PR #898, opened 2026-04-15
Support best-of-3 battles

cameronangliss:


src/poke_env/player/player.py
```diff
@@ -256,12 +266,54 @@ async def _get_battle(self, battle_tag: str) -> AbstractBattle:
...
+                    split_message[2] == self.username
+                    if split_message[1] == "win"
+                    else None
+                )
+                await self._battle_count_queue.get()
+                self._battle_count_queue.task_done()
+                async with self._battle_end_condition:
+                    self._battle_end_condition.notify_all()
+                self.ps_client._battle_locks.pop(game_tag, None)
+                if hasattr(self.ps_client, "websocket"):
```
hsahovic: why is this necessary?

hsahovic (approved):

src/poke_env/player/player.py
cameronangliss: The ps_client will only have a websocket if the player has start_listening=True

cameronangliss: I simplified things: 5e43091c45c512755ec1efe7603ee231c6e184a1

PR #921, opened 2026-05-31
Improve battle parsing performance

hsahovic:


cameronangliss:
Which parts of this do we get speedup? Some of this looks to me like refactor. In MoveSet for example, the changes don't immediately appear like they would give a performance improvement over the original. Or, I should say, the performance would be extremely minimal/rare. Oftentimes in scenarios like that I think leaving the code simple is better.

※ ※ ※

> **Exercise description**
Whenever the word "hsahovic" shows up in a line above, copy that line.

> **Worked solution**
hsahovic: why is this necessary?
hsahovic (approved):
hsahovic:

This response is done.